Items from a dataset:
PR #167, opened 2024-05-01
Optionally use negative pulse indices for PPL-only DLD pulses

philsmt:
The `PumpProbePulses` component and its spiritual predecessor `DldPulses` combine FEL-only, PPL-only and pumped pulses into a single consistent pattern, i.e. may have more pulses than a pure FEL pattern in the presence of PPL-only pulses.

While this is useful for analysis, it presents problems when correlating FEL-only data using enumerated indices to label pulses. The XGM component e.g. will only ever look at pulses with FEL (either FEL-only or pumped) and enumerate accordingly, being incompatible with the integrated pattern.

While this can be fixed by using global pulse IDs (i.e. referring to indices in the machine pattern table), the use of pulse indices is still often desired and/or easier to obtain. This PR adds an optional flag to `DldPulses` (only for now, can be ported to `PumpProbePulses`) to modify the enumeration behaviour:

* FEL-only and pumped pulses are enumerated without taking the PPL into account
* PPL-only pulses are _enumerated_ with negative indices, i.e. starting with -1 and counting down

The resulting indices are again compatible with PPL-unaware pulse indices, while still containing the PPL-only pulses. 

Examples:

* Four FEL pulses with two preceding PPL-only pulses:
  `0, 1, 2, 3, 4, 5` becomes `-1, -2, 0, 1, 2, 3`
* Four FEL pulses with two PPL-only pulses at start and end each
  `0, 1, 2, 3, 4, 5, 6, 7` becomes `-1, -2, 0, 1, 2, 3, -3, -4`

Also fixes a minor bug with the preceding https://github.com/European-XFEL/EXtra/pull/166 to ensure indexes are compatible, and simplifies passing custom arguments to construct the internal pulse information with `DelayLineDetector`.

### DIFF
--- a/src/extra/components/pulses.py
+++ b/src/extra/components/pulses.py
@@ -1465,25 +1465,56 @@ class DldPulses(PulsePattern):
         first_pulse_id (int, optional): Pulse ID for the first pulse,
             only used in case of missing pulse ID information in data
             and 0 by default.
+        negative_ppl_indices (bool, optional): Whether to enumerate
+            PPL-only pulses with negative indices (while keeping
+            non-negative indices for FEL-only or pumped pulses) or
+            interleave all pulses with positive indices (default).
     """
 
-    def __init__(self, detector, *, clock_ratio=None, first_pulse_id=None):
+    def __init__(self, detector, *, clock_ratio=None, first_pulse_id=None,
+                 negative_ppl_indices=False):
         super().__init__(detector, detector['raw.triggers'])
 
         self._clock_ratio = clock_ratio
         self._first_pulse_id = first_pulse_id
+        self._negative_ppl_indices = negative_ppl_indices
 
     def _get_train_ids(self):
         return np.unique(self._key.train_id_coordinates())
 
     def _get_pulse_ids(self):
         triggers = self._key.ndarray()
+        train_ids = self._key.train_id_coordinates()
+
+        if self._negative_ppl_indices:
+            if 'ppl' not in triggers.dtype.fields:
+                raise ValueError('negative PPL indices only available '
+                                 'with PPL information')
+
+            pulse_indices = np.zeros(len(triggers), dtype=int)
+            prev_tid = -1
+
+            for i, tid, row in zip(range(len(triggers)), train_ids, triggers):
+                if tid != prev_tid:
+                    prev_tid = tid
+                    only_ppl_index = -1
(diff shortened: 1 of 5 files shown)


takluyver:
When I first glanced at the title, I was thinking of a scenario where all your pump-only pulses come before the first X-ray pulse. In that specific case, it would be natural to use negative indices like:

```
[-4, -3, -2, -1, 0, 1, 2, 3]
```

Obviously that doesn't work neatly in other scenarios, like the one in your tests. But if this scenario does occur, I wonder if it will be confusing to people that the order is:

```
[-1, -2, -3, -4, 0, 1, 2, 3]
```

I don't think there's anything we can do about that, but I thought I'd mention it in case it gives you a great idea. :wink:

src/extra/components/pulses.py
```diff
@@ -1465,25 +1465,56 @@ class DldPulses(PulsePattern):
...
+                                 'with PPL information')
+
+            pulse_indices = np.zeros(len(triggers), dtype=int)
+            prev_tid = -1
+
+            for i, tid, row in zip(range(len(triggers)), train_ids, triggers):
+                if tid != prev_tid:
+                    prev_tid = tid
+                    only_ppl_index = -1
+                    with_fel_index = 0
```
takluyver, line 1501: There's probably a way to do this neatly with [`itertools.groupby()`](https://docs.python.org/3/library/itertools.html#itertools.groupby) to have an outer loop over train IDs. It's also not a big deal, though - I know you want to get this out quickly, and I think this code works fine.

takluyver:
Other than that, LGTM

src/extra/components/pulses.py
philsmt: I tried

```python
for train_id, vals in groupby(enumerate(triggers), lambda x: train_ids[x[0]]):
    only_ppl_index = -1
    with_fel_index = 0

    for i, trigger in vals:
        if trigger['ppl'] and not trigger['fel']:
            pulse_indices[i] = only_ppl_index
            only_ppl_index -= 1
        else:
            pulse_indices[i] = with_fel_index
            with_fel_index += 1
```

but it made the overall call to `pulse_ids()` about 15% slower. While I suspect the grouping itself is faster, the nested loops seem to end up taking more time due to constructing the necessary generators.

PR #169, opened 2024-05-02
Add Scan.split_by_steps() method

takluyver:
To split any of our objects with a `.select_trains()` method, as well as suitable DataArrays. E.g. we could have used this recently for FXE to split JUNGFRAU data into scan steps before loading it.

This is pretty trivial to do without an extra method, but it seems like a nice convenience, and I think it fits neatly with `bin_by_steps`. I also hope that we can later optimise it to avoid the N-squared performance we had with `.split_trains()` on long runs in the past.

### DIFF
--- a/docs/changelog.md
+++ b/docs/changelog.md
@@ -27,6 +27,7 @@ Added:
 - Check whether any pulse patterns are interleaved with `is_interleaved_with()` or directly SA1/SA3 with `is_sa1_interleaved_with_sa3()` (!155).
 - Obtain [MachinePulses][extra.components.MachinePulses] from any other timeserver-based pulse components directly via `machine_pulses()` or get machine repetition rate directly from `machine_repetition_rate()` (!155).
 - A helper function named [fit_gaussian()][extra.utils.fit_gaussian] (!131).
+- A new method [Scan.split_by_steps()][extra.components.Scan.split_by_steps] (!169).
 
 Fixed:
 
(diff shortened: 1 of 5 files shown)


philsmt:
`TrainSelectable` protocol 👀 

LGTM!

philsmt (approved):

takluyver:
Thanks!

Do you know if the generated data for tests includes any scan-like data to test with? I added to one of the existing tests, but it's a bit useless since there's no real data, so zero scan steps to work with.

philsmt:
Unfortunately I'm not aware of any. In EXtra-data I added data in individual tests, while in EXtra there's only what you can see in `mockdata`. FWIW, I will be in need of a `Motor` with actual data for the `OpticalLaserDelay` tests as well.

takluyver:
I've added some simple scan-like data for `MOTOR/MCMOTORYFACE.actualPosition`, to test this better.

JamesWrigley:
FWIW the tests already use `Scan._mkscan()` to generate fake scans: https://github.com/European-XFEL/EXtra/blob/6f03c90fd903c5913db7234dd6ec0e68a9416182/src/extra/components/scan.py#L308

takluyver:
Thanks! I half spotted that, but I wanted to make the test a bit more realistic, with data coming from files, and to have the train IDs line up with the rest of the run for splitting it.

■ Your goal
Return every line from the entries above that includes the word "into".

■ Result of the exercise
The `PumpProbePulses` component and its spiritual predecessor `DldPulses` combine FEL-only, PPL-only and pumped pulses into a single consistent pattern, i.e. may have more pulses than a pure FEL pattern in the presence of PPL-only pulses.
* FEL-only and pumped pulses are enumerated without taking the PPL into account
To split any of our objects with a `.select_trains()` method, as well as suitable DataArrays. E.g. we could have used this recently for FXE to split JUNGFRAU data into scan steps before loading it.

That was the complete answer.